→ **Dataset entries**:
####################

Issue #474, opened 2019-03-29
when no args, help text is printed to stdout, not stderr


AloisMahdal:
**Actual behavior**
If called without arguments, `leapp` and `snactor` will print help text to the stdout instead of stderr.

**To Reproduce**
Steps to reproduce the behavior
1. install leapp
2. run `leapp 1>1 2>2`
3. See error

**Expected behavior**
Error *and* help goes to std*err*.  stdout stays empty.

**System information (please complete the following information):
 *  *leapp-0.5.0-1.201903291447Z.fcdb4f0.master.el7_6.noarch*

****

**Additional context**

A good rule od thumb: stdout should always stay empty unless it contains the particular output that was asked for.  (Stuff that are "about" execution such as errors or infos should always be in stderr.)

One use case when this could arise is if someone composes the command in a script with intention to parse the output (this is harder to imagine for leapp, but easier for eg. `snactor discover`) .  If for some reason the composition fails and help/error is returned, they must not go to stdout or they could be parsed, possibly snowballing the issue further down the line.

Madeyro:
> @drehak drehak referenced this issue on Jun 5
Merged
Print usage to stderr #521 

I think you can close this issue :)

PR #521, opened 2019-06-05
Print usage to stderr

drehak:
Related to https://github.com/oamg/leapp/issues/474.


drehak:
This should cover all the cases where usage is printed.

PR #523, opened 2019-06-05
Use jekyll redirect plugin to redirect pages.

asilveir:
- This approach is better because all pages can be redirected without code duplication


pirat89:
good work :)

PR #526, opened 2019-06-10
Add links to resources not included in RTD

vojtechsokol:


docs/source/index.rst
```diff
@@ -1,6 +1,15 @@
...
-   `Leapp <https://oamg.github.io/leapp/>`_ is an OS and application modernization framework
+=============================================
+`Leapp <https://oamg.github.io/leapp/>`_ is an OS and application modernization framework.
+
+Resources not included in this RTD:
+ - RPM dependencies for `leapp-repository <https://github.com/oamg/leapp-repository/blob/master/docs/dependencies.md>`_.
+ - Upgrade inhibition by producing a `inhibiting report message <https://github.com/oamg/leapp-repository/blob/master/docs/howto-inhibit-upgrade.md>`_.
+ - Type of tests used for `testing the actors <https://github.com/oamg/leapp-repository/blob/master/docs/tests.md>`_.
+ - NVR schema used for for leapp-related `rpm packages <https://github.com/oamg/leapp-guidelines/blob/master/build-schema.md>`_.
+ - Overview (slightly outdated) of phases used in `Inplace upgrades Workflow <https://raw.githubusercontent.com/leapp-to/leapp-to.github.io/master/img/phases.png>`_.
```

####################

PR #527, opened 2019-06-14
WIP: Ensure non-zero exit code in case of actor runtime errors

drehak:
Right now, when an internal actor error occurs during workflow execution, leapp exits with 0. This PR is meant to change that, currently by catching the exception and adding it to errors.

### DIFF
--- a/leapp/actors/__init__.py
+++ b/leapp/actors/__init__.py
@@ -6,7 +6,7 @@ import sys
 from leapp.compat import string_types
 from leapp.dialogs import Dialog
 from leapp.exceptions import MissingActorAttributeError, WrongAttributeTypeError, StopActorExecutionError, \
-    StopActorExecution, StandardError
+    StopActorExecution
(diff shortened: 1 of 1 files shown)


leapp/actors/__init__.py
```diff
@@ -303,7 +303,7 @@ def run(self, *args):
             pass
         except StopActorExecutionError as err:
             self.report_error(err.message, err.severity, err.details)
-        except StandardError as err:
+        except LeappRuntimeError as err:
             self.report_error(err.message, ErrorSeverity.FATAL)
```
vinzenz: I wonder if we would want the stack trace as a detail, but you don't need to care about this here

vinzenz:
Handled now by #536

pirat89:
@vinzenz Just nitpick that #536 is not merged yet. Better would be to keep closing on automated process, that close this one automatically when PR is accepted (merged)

####################

→ **AIM OF THE EXERCISE**: All lines above from the one with "This should cover" to the one with "good work :)", inclusive, should be copied exactly, and no other lines.

→ **EXPECTED OUTPUT**:
This should cover all the cases where usage is printed.

PR #523, opened 2019-06-05
Use jekyll redirect plugin to redirect pages.

asilveir:
- This approach is better because all pages can be redirected without code duplication


pirat89:
good work :)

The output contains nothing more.